| Action item |
Find the string "AnyNumberOf" in the listing below and return each line it appears in.
═════ Data ═════
PR #2277, opened 2022-01-10
Redshift CREATE LIBRARY statements

rpr-ableton:

Parse `CREATE LIBRARY` statements in Redshift dialect.

One bit that is currently missing is how _region_ (optional) and _authorization_ (mandatory) can be swapped around in `CreateLibraryStatementSegment`. I couldn't find a clean way to get there :sweat_smile: Any pointers would be appreciated!

### Pull Request checklist

  - Other.


src/sqlfluff/dialects/dialect_redshift.py
```diff
@@ -360,6 +399,42 @@ class CreateExternalTableAsStatementSegment(BaseSegment):
     )
 
 
+@redshift_dialect.segment()
+class CreateLibraryStatementSegment(BaseSegment):
+    """A `CREATE LIBRARY` statement.
+
+    As specified in https://docs.aws.amazon.com/redshift/latest/dg/r_CREATE_LIBRARY.html
+    TODO: Region sequence can be either before or after the authorization
```
tunetheweb, line 407: Added comment below on this.

```suggestion
```

src/sqlfluff/dialects/dialect_redshift.py
```diff
@@ -360,6 +399,42 @@ class CreateExternalTableAsStatementSegment(BaseSegment):
...
+        Sequence(
+            Ref("AuthorizationSegment", optional=False),
+            Sequence(
+                "REGION",
+                Ref.keyword("AS", optional=True),
+                Ref("QuotedLiteralSegment"),
+                optional=True,
+            ),
+            optional=True,
+        ),
```
tunetheweb, line 434: We don't nice way of doing this so normally just put in `AnyNumberOf` (which also removes the need for the Optional since it allows 0 instances so is optional by default):

```suggestion
        AnyNumberOf(
            Ref("AuthorizationSegment", optional=False),
            Sequence(
                "REGION",
                Ref.keyword("AS", optional=True),
                Ref("QuotedLiteralSegment"),
                optional=True,
            ),
        ),
```

This allows them to be added in any order. It does however also allow two AuthorizationSegments, or two Regions. So not ideal. But the best we have for now.

tunetheweb (changes requested):
Looks good! Added the info on how to workaround the remaining TODO.

rpr-ableton:
Thanks for the help @tunetheweb. I had gone in this direction at first but the conditions seemed too loose. If there's nothing stricter, that'll do just fine :slightly_smiling_face: 

I've applied your recommendations and added a test to reflect it.

test/fixtures/dialects/redshift/redshift_create_library.sql
```diff
@@ -0,0 +1,46 @@
...
+ACCESS_KEY_ID '<access-key-id>'
+SECRET_ACCESS_KEY '<secret-access-key>'
+SESSION_TOKEN '<temporary-token>'
+region 'us-east-1';
+
+create library lib1 language plpythonu
+from 'https://example.com/packages/lib1.0.3.zip';
+
+create or replace library lib1 language plpythonu
+from 'https://example.com/packages/lib1.0.3.zip';
```
tunetheweb, line 46: Add missing newline. BTW if your editor supports `.editorconfig` files (some need a plugin: https://editorconfig.org/#download), then it'll automatically fix things like.

```suggestion
from 'https://example.com/packages/lib1.0.3.zip';

```

tunetheweb (changes requested):
One small thing, then good to merge. Will try commit that, but might need YAML regeneration.

tunetheweb (approved):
═════
| Answer section |
tunetheweb, line 434: We don't nice way of doing this so normally just put in `AnyNumberOf` (which also removes the need for the Optional since it allows 0 instances so is optional by default):
        AnyNumberOf(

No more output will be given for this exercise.